Officials from DeVry University said they had been receiving many calls asking for their response to the bill but declined to comment.

Marine and UI Veterans Association Vice President Scott Lyon said he was glad to see an effort that could protect fellow service members, even though he wasn't recruited by the UI.

"As far as the GI benefits goes, I think [the order] is a good thing," the third-year law student said. "I think there was evidence of these schools abusing the benefits. I think it's not a bad thing that they're trying to rein in these colleges."

Sen. Tom Harkin, D-Iowa, supported Obama's decision in a recent press release.

"I went to school on the GI Bill and know how important these benefits are for veterans' success," said Harkin, who served in the Navy from 1962 to 1967. "I applaud President Obama's leadership in protecting this generation of veterans against fraud and abuse and ensuring they receive the same quality education that my generation did."

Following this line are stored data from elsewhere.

PR #406, opened 2026-08-13
feat: add node_readiness_build_info metric

rawadhossain:
### Description
Adds `node_readiness_build_info` metric from [observability design doc](https://github.com/ajaysundark/node-readiness-controller/blob/9244f4eef28234321fecc988435b846fd3c12507/docs/observability-design.md#controller-metrics)

### Changes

Mikelson also said he supports the president's decision to create the executive order.

"I think that [Obama has] laid out some very simple principles for schools with integrity to call upon veterans," the former Army medic said. "I think that by making the schools sign agreements as far as legitimacy is just a consumer-protection step."

The ambiguity of the term "aggressive" allows for specific incidents to be assessed, Mikelson said.

"I think executive orders are written fairly vague on purpose so that the people on the ground can assess individual situations," he said.